PR #4601, opened 2016-09-06
Add KSP version override for ABLaunchers

politas:
Forum thread describes the current release as being ok for all of KSP 1.1
Will fix dependency required by #4599


Olympic1:
LGTM, merging

PR #4797, opened 2016-10-21
Add name to ConfigurableContainers-Core

dbent:
To differentiate it from `ConfigurabableContainers`.


politas:
If this is the core mod, with different configurations possible, would it not be better to have the .version file in this one with the $vref, and set the "config" mod to ksp_version "any"?

PR #4801, opened 2016-10-21
Updated Extraplanetary Launchpads to 1.2.0

bennie98:


Olympic1:
You need to add a `ksp_version` if you're using `dowload`.

@politas, @ayan4m1, We should also check for `vref`s if no `ksp_version` is given

bennie98:
I did verify this using netkan and it did produce a correct ckan file with the correct ksp version and mod version.

Olympic1:
That is true, but Jenkins is more stubborn then netkan.exe

bennie98:
So what is line should I add? 
ksp_version, version or both?

Olympic1:
"ksp_version": "1.2.0",

bennie98:
This should fix it.

Olympic1:
Yep, merging

PR #4802, opened 2016-10-21
Fix far forum link

bennie98:


politas:
Should do the job. Merging with thanks!

PR #4803, opened 2016-10-21
Update RealisticAtmospheres

dbent:
- Switch to using `curse` `$kref`.
- Remove auto-populated properties.
- Add override for latest version for KSP versioning.


Olympic1:
LGTM, merging

PR #4804, opened 2016-10-21
RCSBuildAid switch to Auto-updating

politas:
Ref #4685 
Ping @m4v - With this change, as long as your AVC .version file is correct, CKAN should stay updated.


m4v:
> as long as your AVC .version file is correct

What needs to be correct? version data? download link?

politas:
The KSP version data is the only thing that the Netkan inflater robot uses, from my understanding .

PR #4805, opened 2016-10-21
Updated Mod requirements for KSPI-E

sswelm:


sswelm:
failed because: 4600 [1] ERROR CKAN.RelationshipResolver (null) - Dependency on CommunityTechTree found but it is not listed in the index, or not available for your version of KSP.

well, CommunityTechTree has just updated for KSP 1.2, CKAN doesn't appear to have updated yet.

sswelm:
Untill CTT get's properly updated, I have removed the minimum version requirement, I will update it later

sswelm:
still the same problem :(

sswelm:
Finally, we are all green!

PR #4807, opened 2016-10-21
Reduce ProbesPlus dependencies

puetzk:
The upstream zip includes the FireSpitter plugin and resources,
and the DMagic animation plugin, but not their respective parts;
these are apparently the hard dependencies

DMagicOrbitalScience is needed "for some science experiments to work",
but much of the mod functions well without it; demote to recommends.

The firespitter parts do not seem relevant.


PhineasFreak:
I was about to make that suggestion to the KSP forum CKAN thread! Also, ProbesPlus requires only the FSTextureSwitch2 module so the FirespitterResources dependency can easily be removed.

politas:
@puetzk, do you want to remove the FirespitterResourcesConfig dependency as well?

puetzk:
I kept the dependency on FirespitterResourcesConfig  bcause the upstream CA_ProbesPlus_BETA_0.14.1.zip did include GameData\FireSpitter\Resources\FireSpitter.cfg as well as the plugin.

I don't know **why** they bundled it (looking closer, FSCoolant doesn't seem to be referenced from any of the parts), but leaving it made the CKAN "depends" list match what the author bundled. 

I think @PhineasFreak should probably raise that question with the author on the mod's [forum thread](http://forum.kerbalspaceprogram.com/index.php?/topic/131145-wip-coatl-aerospace-probesplus-dev-thread-v0141-beta-102016/) or [github repo](https://github.com/raveloda/Coatl-Aerospace/commits/master/GameData/Firespitter). But I don't think CKAN should drop it unless @raveloda removes the resources from the release.

PhineasFreak:
OK, on it!

raveloda:
The Firespitter usage has not changed in my mod. Should be the same as it was last time, with just the DLL. I added the resources because I thought Firespitter needed it. I included Firespitter "as is" with no modifications as to not violate any license.

politas:
Excellent! Merging with thanks!

PR #4812, opened 2016-10-22
SVE-Terrain now has multiple downloads

Olympic1:
Freezing `SVE-Terrain.netkan` and adding low and high resolution downloads.


politas:
Looks good! Merging

PR #4816, opened 2016-10-23
Mod’s owner changed

formicant:


SirDiazo:
Confirming transfer of ownership.

politas:
Needs something to tell CKAN which KSP version is supported. Either explicit "ksp_version", a range of  "ksp_version_min" to "ksp_version_max", or a $vref if you include an AVC .version file

formicant:
I added a .version file.

politas:
Excellent! Merging with thanks!

PR #4818, opened 2016-10-24
Fix link for WasdEditorCameraContinued

plague006:


politas:
I think a slash is the only character that doesn't work, now. Merging with thanks!

PR #4845, opened 2016-10-28
Update ModularFuelTanks.netkan

Dazpoet:
User GeekArt came onto irc asking for this to be updated. Based on #3890 I assume this is how we're supposed to do it now?

I think I poked the right parameters :)


politas:
Looks about right to me. Merging with my thanks!

PR #4847, opened 2016-10-28
RealisticRemodel1x Fix install

politas:
Dependency on SigmaDimensions will prevent this from appearing, but that should return at some stage


Olympic1:
That was why I created #4718 but was never merged

politas:
Must have missed that one, sorry.

PR #7201, opened 2019-05-23
Add AirlockPlus-Localization

HebaruSan:
AirlockPlus ships its localization assets in a separate ZIP. This pull request indexes it.

Came up in discussion of KSP-CKAN/CKAN#2760. Note that this pull request will **not** set the `localizations` property because it's not part of the spec/schema yet.

### DIFF
--- a/NetKAN/AirlockPlus-Localization.netkan
+++ b/NetKAN/AirlockPlus-Localization.netkan
@@ -1,5 +1,5 @@
 {
-    "spec_version" : "v1.2",
+    "spec_version" : "v1.4",
     "identifier"   : "AirlockPlus-Localization",
     "name"         : "AirlockPlus Localization",
     "abstract"     : "Localizations for AirlockPlus",
--- a/NetKAN/AirlockPlus-Localization.netkan
+++ b/NetKAN/AirlockPlus-Localization.netkan
@@ -1,0 +1,20 @@
+{
+    "spec_version" : "v1.2",
+    "identifier"   : "AirlockPlus-Localization",
+    "name"         : "AirlockPlus Localization",
+    "abstract"     : "Localizations for AirlockPlus",
+    "author"       : "cake-pie",
+    "license"      : "restricted",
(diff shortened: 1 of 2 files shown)


NetKAN/AirlockPlus-Localization.netkan
```diff
@@ -0,0 +1,20 @@
+{
+    "spec_version" : "v1.4",
+    "identifier"   : "AirlockPlus-Localization",
+    "name"         : "AirlockPlus Localization",
+    "abstract"     : "Localizations for AirlockPlus",
+    "author"       : "cake-pie",
+    "license"      : "restricted",
```
cake-pie: Localizations are actually CC-BY-SA 4.0 (see [TRANSLATING.md](https://github.com/cake-pie/AirlockPlus/blob/42e57bbcbbcdb1c24bf6c6a50ad1d4b74e959d07/Localization/TRANSLATING.md))

Might get a bit weird because your bots could then automatically submit this to archive.org but won't do so for the actual mod itself.

cake-pie:
While we're here, #7200 please?

HebaruSan:
Please don't derail other issues. :)

cake-pie:
Please break up into 8 separate modules so that end user can select individual language(s) to to be installed, rather than be forced to install all 8.

cake-pie:
Maybe you forgot, but I'm on the opt-out list, and I haven't given my consent, since I wasn't done reviewing the PR yet.

HebaruSan:
Ahh, I did forget, sorry. And no, I'm not going to spam the module list unnecessarily for this.

HebaruSan:
Do you want me to actually revert the commit and start a new PR (looks like it could be a bit messy)? Or would you be willing to grant consent after the fact if no issues are found?

HebaruSan:
OK, I removed it.

https://github.com/KSP-CKAN/NetKAN/commit/8456e9ae2dd7ac4c15bf09cfa48255da782c0726

PR #7202, opened 2019-05-23
Add AirlockPlus-Localization

HebaruSan:
Re-doing #7201 because it was merged without permission from author on opt-out list.

AirlockPlus ships its localization assets in a separate ZIP. This pull request indexes it.

Came up in discussion of KSP-CKAN/CKAN#2760. Note that this pull request will **not** set the `localizations` property because it's not part of the spec/schema yet.


HebaruSan:
Never mind.

PR #7204, opened 2019-05-24
Move to self-hosted for last NF mods

ChrisAdderley:
Changes the last 3 NF CKAN packages to self-hosted versions.

### DIFF
--- a/NetKAN/NearFutureConstruction.netkan
+++ b/NetKAN/NearFutureConstruction.netkan
@@ -1,28 +1,5 @@
 {
-    "spec_version"        : "v1.4",
-    "identifier"          : "NearFutureConstruction",
-    "$kref"               : "#/ckan/spacedock/563",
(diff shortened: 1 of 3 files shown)


HebaruSan:
Just making sure, did you mean to remove NearFutureSolar's ModuleManager dependency? The forum thread still says,

> Dependencies (Required and Bundled)
> Module Manager

ChrisAdderley:
It's not actually required anymore so it could be removed from the forum post/distribution. I've re-added it though, just as it's more work to go and get all those out than it is to update the CKAN file ;).

HebaruSan:
#rebuild

HebaruSan:
Looks good, thanks for the updates.
One side note, you might want to update the licenses on SpaceDock, since these mods are still listed under the more permissive licenses there.

ChrisAdderley:
I'll do that... sometime. I would hope that people understand that generally the forum thread and the zips themselves are the most authoritative.

PR #7205, opened 2019-05-25
Water Launch Sites - recommend MakingHistory-DLC

yalov:
\-\-\-
Edited by @DasSkelett:
See https://github.com/KSP-CKAN/CKAN/pull/2326
\-\-\-

### DIFF
--- a/NetKAN/WaterLaunchSites.netkan
+++ b/NetKAN/WaterLaunchSites.netkan
@@ -20,5 +20,9 @@
     "depends": [
         { "name": "KerbalKonstructs" },
         { "name": "ModuleManager" }
-    ]
+    ], 
+
+    "recommends": [
+    	{ "name": "MakingHistory-DLC" }
+	]
 }


DasSkelett:
This will need some changes in the client before it works.
Current output if I try to install it via commandline:
```
4246 [1] INFO CKAN.RelationshipResolver (null) - MakingHistory-DLC is recommended/suggested but it is not listed in the index,
or not available for your version of KSP.
```

yalov:
it's ok, you can't buy it via CKAN. It is suppose to be informational

DasSkelett:
Right now you can only see it in the recommendations tab. If that's enough for you, we don't need to change anything.
If you want it to show up in the recommendation screen, as a simple text entry or something, it would need some work.

yalov:
dependency tab is ok

HebaruSan:
Looks OK (with the already noted caveat that it won't do anything), merging...

PR #7206, opened 2019-05-26
Update supported version range for BetterLoadSaveGame

jefftimlin:
I've switched to use a version range since my mod works with all versions in this range.


HebaruSan:
Nice, thanks for the update.

FYI, there's a file in there that probably isn't intended:

```
- GameData/BetterLoadSaveGame/.gitignore
```

This isn't a problem for CKAN, but I wanted to let you know since if you decide to remove it, things will go more smoothly if you do that before we merge this PR.

jefftimlin:
Thanks for letting me know. I've removed the .gitignore file now.

HebaruSan:
Looks good, merging with thanks!

PR #7208, opened 2019-05-26
Outer Planets Mod - Change metadata external reference URL

Poodmund:
We've just transferred ownership of the Git repo so the external URL reference just needs updating. :D


HebaruSan:
Nice of Galileo to confirm the transfer in the thread's OP. Thanks for the update!

PR #7209, opened 2019-05-27
Add TelemachusReborn

DasSkelett:
See https://github.com/TeleIO/Telemachus-1/issues/15

Telemachus Reborn is a maintained fork of Telemachus - a mod to access telemetry data from your web browser.

@DanGSun is going to include an AVC .version file in the future.
For the current release, a `x_netkan_override` is used to set the KSP version compatibility.

I had to do some trickery with the `x_netkan_version_edit` regex, because the latest release contains the release name in the Git(Hub) tag:
https://github.com/KSP-CKAN/NetKAN/blob/b72748d63fc7656e5c3ed346be3fe911a4f6a43d/NetKAN/TelemachusReborn.netkan#L11
@HebaruSan, any suggestions to improve the that, or is it okay like this?

### DIFF
--- a/NetKAN/TelemachusReborn.netkan
+++ b/NetKAN/TelemachusReborn.netkan
@@ -21,7 +21,7 @@
     ],
     "recommends" : [
         {
-            "name": "RasterPropMonitor",
+            "name": "RasterPropMonitor"
         }
     ],
     "install" : [
--- a/NetKAN/TelemachusReborn.netkan
+++ b/NetKAN/TelemachusReborn.netkan
@@ -1,0 +1,42 @@
+{
+    "spec_version"   : 1,
+    "identifier"     : "TelemachusReborn",
+    "$kref"          : "#/ckan/github/TeleIO/Telemachus-1",
+    "$vref"          : "#/ckan/ksp-avc",
+    "name"           : "Telemachus Reborn",
+    "abstract"       : "Telemachus is a universal Web Telemetry Mod for Kerbal Space Program. It allows you to access any aspects of game from browser.",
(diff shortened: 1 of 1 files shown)


HebaruSan:
Nice, I tried indexing this in January but there was something wrong with the ZIP file.

I think the thread is here:  https://forum.kerbalspaceprogram.com/index.php?/topic/179887-*

The version edit looks OK to me.

DasSkelett:
Thanks. Yeah, the second to last release zip is broken, but the current one works again

DanGSun:
> Nice, I tried indexing this in January but there was something wrong with the ZIP file.
> 
> I think the thread is here: https://forum.kerbalspaceprogram.com/index.php?/topic/179887-*
> 
> The version edit looks OK to me.
@HebaruSan, there were problems with automated zip-archive creation (we have automated building pipeline from Houston on circleci to Telemachus itself on AppVeyor. And the problem was on AppVeyor, so technically, the latest zip was created manually. If sb know how to create openable on MacOS and Linux archive on AppVeyor side, I would be very grateful.

HebaruSan:
@DanGSun, I don't know anything about AppVeyor. For my own mods, I just use the Linux command line utility `zip` to create archives.

The issue that I saw with that ZIP was that the file paths used backslashes instead of forward slashes as the ZIP spec says they should. This came up before in #6984, where that author explained, "I used .Net's System.IO.Compression.ZipFile.CreateFromDirectory from a Powershell Script." So if AppVeyor is using that method, then it's possible they suffer from the same issue.

PR #7212, opened 2019-05-28
Add missing InnerLock install stanza

HebaruSan:
See https://forum.kerbalspaceprogram.com/index.php?/topic/154922-ckan-the-comprehensive-kerbal-archive-network-v1260-baikonur/&do=findComment&comment=3606503

This mod has another folder that should be installed. This pull request adds it.

### DIFF
--- a/NetKAN/InnerLock.netkan
+++ b/NetKAN/InnerLock.netkan
@@ -2,6 +2,7 @@
     "spec_version": "v1.4",
     "identifier":   "InnerLock",
     "$kref":        "#/ckan/spacedock/2113",
+    "$vref":        "#/ckan/ksp-avc",
     "license":      "MIT",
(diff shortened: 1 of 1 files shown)


HebaruSan:
Ooh, and it's got a version file. vref incoming...

whale2:
Sorry for breaking in - how could I avoid confusing CKAN with future InnerLock releases or other mod releases that are similarly structured?

HebaruSan:
Hi @whale2, it's mainly when new folders are added that we run into problems. There are a few options for that:

1. Put new files in an existing folder when possible
2. [Open an issue](https://github.com/KSP-CKAN/NetKAN/issues/new) to tell us when new folders are planned to be added
3. Don't worry about it and let us fix it after the fact

PR #7217, opened 2019-05-31
Update NMSG.netkan

Tekaoh:
This mod is currently listed in CKAN as having a max version of 1.4.1. It actually works fine on 1.7.1 as well, so I propose overriding the max version to make it available and easy to install for anyone using an up-to-date game.

At the same time, I propose recommending xScienceContinued instead of xScience. The original mod is no longer maintained and has been continued for newer KSP versions by @Flupster. (Thanks @Flupster!)

If there's a better way to do it, or if I should fork the mod and maintain it myself, I'm open to that as well.

### DIFF
--- a/NetKAN/NMSG.netkan
+++ b/NetKAN/NMSG.netkan
@@ -6,7 +6,7 @@
         { "name": "ModuleManager", "min_version": "2.6.0" }
     ],
     "recommends": [
-        { "name": "xScience" },
+        { "name": "xScienceContinued" },
         { "name": "ContractConfigurator" }
     ],
     "license": "MIT",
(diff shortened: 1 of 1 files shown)


Tekaoh:
If there's a better way to do it, or if I should fork the mod and maintain it a little more properly myself, I'm open to that as well.

HebaruSan:
On its face this seems reasonable, especially since it's just a ModuleManager patch. I'd even wonder whether making it compatible with all versions would be better. However, I think we generally try to keep the compatibility info reflective of what the mod author supports, so users can get support if needed (and so mod authors aren't overwhelmed by false bug reports caused by using the wrong game version).

@maculator, is this OK with you?

Tekaoh:
We'll give it some more time just in case, but I'm not sure if he's around these days. No forum or ksp-related github activity in over a year.

HebaruSan:
> if I should fork the mod and maintain it myself, I'm open to that as well.

Would you mind doing that? Then we'd have an active maintainer for this.

PR #7219, opened 2019-06-01
Add Kopernicus-Backport

HebaruSan:
See https://forum.kerbalspaceprogram.com/index.php?/topic/154922-ckan-the-comprehensive-kerbal-archive-network-v1260-baikonur/&do=findComment&comment=3609503

Kopernicus releases additional versions for older game versions on a separate repo.

https://github.com/Kopernicus/Kopernicus-Backport/releases

Currently they're all missing from CKAN, so anyone using Kopernicus on an older version will have an out of date copy of the mod. This pull request adds a netkan that checks the backport repo and indexes its releases under the Kopernicus identifier. A `x_netkan_version_edit` property is used to replace "backport" in the version string with "release", to prevent this from causing problems with the version sort.

### DIFF
--- a/NetKAN/Kopernicus-Backport.netkan
+++ b/NetKAN/Kopernicus-Backport.netkan
@@ -1,0 +1,42 @@
+{
+    "spec_version"  : "v1.4",
+    "identifier"    : "Kopernicus",
+    "name"          : "Kopernicus Planetary System Modifier",
+    "abstract"      : "Allows users to replace the planetary system used by the game.",
+    "$kref"         : "#/ckan/github/Kopernicus/Kopernicus-Backport",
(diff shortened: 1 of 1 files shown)


HebaruSan:
This test is not applicable in this case; we need the identifier to be Kopernicus but the filename can't be. Propose skipping this and merging anyway.

```
#   Failed test 'Kopernicus-Backport.netkan identifier should match filename'
#   at t/metadata.t line 23.
#          got: 'Kopernicus'
#     expected: 'Kopernicus-Backport'
# Looks like you failed 1 test of 13414.
t/metadata.t .. 
Dubious, test returned 1 (wstat 256, 0x100)
Failed 1/13414 subtests 
```

DasSkelett:
Problem is this makes other PRs fail to, see #7221 and #7220.

HebaruSan:
Yup, sorry about that. Working on it in #7222.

- Assignment: Give the exact lines, and only those, from the line containing "Sorry for breaking" through the line containing "1. Put new files" in the entries above.

- Output below:
Sorry for breaking in - how could I avoid confusing CKAN with future InnerLock releases or other mod releases that are similarly structured?

HebaruSan:
Hi @whale2, it's mainly when new folders are added that we run into problems. There are a few options for that:

1. Put new files in an existing folder when possible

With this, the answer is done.